Tulsa

DNP student working to improve emergency room transfers for elderly patients – – Tulsa, Oklahoma

Tulsa, Oklahoma 2021-09-16 12:22:28 –

All over the United States and around the world Emergency department (ED) frequently bursts at seams – The corridor is crowded with sick people who have been waiting for hours on stretchers or suffering from uncomfortable chairs. Such images do not stimulate confidence in the health care system.

One of the most frequent contributors to ED overcrowding is elderly patients transferred from nursing homes and other long-term care facilities. “When these patients are seen in ED, they stay longer than other adults, undergo more comprehensive examinations, and consume more resources (such as staff time),” said a student at the University of Tulsa. Amy Thomas, who is, observed. Doctor of Nursing Practice (DNP) Program (((Family nurse practitioner stream) This fall, the person who entered her third and final research year.

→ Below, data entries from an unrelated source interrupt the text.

PR #2559, opened 2018-01-18
All copyrights at once =)

Diablopc:


nowrep:
I only update year when actually editing the file.

PR #2566, opened 2018-01-24
TabManager: Add Unload checked tabs action

SGOrava:


src/plugins/TabManager/tabmanagerwidget.cpp
```diff
@@ -471,7 +472,7 @@ void TabManagerWidget::processActions()
                 continue;
             }
 
-            if (command == "closeSelection") {
+            if (command == "closeSelection" || command == "unloadSelection") {
```
nowrep: Umm yeah, this is `if (A) { action1() } else if (B) { action1(); }` :D @srazi

SGOrava: It is strange construction, but for this small update i did not want to change a lot of things...

srazi: Sometimes we code and sometimes we do magic :D

I'll fix it, ASAP.

srazi: :D ea0d9289e38bbc57d00c0c082d4baeed1da00466

nowrep: What's wrong with that commit?

srazi: Before that commit actions of `if`s were different.
See this [part](https://github.com/QupZilla/qupzilla/commit/ea0d9289e38bbc57d00c0c082d4baeed1da00466#diff-76d20d37d43595d570512a1e29eeb8bbR474)

nowrep: Yeah right, sorry 😆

Thomas explained that the frequent lack of communication and information about the resident’s health and history at the time of the transfer was the cause of the problem. “Given that by 2030, older Americans are expected to make up about 20% of the country’s population, and patients over the age of 85 make up almost 22% of ED visits, it’s important to address this issue now. is.” She said.

Better information, better care

Thomas will investigate bridging this gap using standardized report forms for patients transferred from nursing homes to emergency rooms for DNP research projects. Thomas’ decision to focus on this particular population was driven by the fact that 75% of nursing home residents are transferred to ED each year.

However, according to Thomas, “There is no standard process or format that healthcare professionals can use to relay important health information for these patients. Three types of key information that ED staff can help have. Details about the patient’s dosing list, baseline mental state, and their advanced instructions. “ Studies have shown that information gaps associated with such transfers are associated with longer stays, increased medical costs, and increased adverse events.

Health system scholars have identified the potential value of standardized report forms for transfer from nursing homes to EDs., And the use of such tools for the transfer of various patients has been attempted in other jurisdictions. For example, New Jersey has a state-wide policy that requires the use of universal transfer forms when moving an individual from one medical facility to another. “This is an example of a successful quality improvement strategy that has had good results for vulnerable people.” Thomas pointed out.Near the house, she draws lessons learned from similar initiatives that have been successfully implemented. Community care transition team In Bartlesville, Oklahoma, she plans to adopt a validated form used by the group.

Project method and design

Thomas planned her three-stage research project as a joint venture involving Tulsa’s 12-bed emergency room. St. Francis Hospital South (She works as a emergency nurse), staff in two regional nursing homes and emergency medical services (EMS). In the first phase, Thomas needs to educate nursing home, EMS line, and ED staff about the purpose and use of standardized forms.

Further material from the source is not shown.